_EXERCISE GOAL_
Please repeat the data shown below, word for word.

──────

PR #21817, opened 2025-09-02
[Codegen][LLVMGPU] Later scf-to-cf to support math.erf 

newling:
Before this PR, `math-transform` ran after `cf-to-scf`. But `math-transform` introduces `scf.if` when there is a `math.erf`. 

This PR moves `scf-to-cf` later, so that the scf.if can be converted. Fixes https://github.com/iree-org/iree/issues/21813

PR #23388, opened 2026-02-04
Move HoistStaticallyBoundAllocations after CF.

amd-eochoalo:
There's a comment that says that this pass must run after CF lowering, but it is actually ran before CF lowering. PR #21817 7cdfc13c36578453f sank CF lowering. PR #23369 86395216 revealed the presence of a bug in a convolution test and was bisected to this change.

ci-extra: test_torch

### DIFF
--- a/compiler/src/iree/compiler/Codegen/LLVMGPU/Passes.cpp
+++ b/compiler/src/iree/compiler/Codegen/LLVMGPU/Passes.cpp
@@ -1027,9 +1027,6 @@ static void addLowerToLLVMGPUPasses(OpPassManager &modulePassManager,
         auto getIndexBitwidth = [](mlir::FunctionOpInterface) { return 64; };
         return createGPUCheckResourceUsagePass(getIndexBitwidth);
       })
-      // Hoist allocations back into the entry block, as lowering to CF may have
-      // split the block at a point before the allocation.
-      .addPass(createHoistStaticallyBoundAllocationsPass)
       // Handle complex operation conversion.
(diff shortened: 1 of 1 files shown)


amd-eochoalo:
`test_torch_ops` on gfx1201 is now passing [here](https://github.com/iree-org/iree/actions/runs/21691842053/job/62558705175?pr=23388). `test_torch_ops` on gfx1201 on main is [failing](https://github.com/iree-org/iree/actions/runs/21684851518/job/62546216122).

amd-eochoalo:
[Here](https://gist.github.com/amd-eochoalo/1e31375fbb38ab4fb832b3f69e1adf40) is the gist after CSE with the bad IR. [Here](https://gist.github.com/amd-eochoalo/f91887d9ba9df0ebd706adab027f41d3) is the gist after hoisting static allocations with the good IR. And here is the [diff](https://gist.github.com/amd-eochoalo/c89fa0a39ce73f2b16b41e0495e0f70d).

I am not yet 100% sure why there is an error, I know that allocas must be in the entry point in order to be static and allocas in other basic blocks are considered dynamic and can grow the stack which can lead to stack overflows when allocating in a loop. But this is a numeric issue, so maybe it has something else to do with it being executed on a GPU (instead of on a CPU) or it leads to an error in a different optimization further along the pipeline.

Muzammiluddin-Syed-ECE (approved):

amd-eochoalo:
@Muzammiluddin-Syed-ECE thanks for the review! :)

──────

_COMPLETED EXERCISE_
PR #21817, opened 2025-09-02
[Codegen][LLVMGPU] Later scf-to-cf to support math.erf 

newling:
Before this PR, `math-transform` ran after `cf-to-scf`. But `math-transform` introduces `scf.if` when there is a `math.erf`. 

This PR moves `scf-to-cf` later, so that the scf.if can be converted. Fixes https://github.com/iree-org/iree/issues/21813

PR #23388, opened 2026-02-04
Move HoistStaticallyBoundAllocations after CF.

amd-eochoalo:
There's a comment that says that this pass must run after CF lowering, but it is actually ran before CF lowering. PR #21817 7cdfc13c36578453f sank CF lowering. PR #23369 86395216 revealed the presence of a bug in a convolution test and was bisected to this change.

ci-extra: test_torch

### DIFF
--- a/compiler/src/iree/compiler/Codegen/LLVMGPU/Passes.cpp
+++ b/compiler/src/iree/compiler/Codegen/LLVMGPU/Passes.cpp
@@ -1027,9 +1027,6 @@ static void addLowerToLLVMGPUPasses(OpPassManager &modulePassManager,
         auto getIndexBitwidth = [](mlir::FunctionOpInterface) { return 64; };
         return createGPUCheckResourceUsagePass(getIndexBitwidth);
       })
-      // Hoist allocations back into the entry block, as lowering to CF may have
-      // split the block at a point before the allocation.
-      .addPass(createHoistStaticallyBoundAllocationsPass)
       // Handle complex operation conversion.
(diff shortened: 1 of 1 files shown)


amd-eochoalo:
`test_torch_ops` on gfx1201 is now passing [here](https://github.com/iree-org/iree/actions/runs/21691842053/job/62558705175?pr=23388). `test_torch_ops` on gfx1201 on main is [failing](https://github.com/iree-org/iree/actions/runs/21684851518/job/62546216122).

amd-eochoalo:
[Here](https://gist.github.com/amd-eochoalo/1e31375fbb38ab4fb832b3f69e1adf40) is the gist after CSE with the bad IR. [Here](https://gist.github.com/amd-eochoalo/f91887d9ba9df0ebd706adab027f41d3) is the gist after hoisting static allocations with the good IR. And here is the [diff](https://gist.github.com/amd-eochoalo/c89fa0a39ce73f2b16b41e0495e0f70d).

I am not yet 100% sure why there is an error, I know that allocas must be in the entry point in order to be static and allocas in other basic blocks are considered dynamic and can grow the stack which can lead to stack overflows when allocating in a loop. But this is a numeric issue, so maybe it has something else to do with it being executed on a GPU (instead of on a CPU) or it leads to an error in a different optimization further along the pipeline.

Muzammiluddin-Syed-ECE (approved):

amd-eochoalo:
@Muzammiluddin-Syed-ECE thanks for the review! :)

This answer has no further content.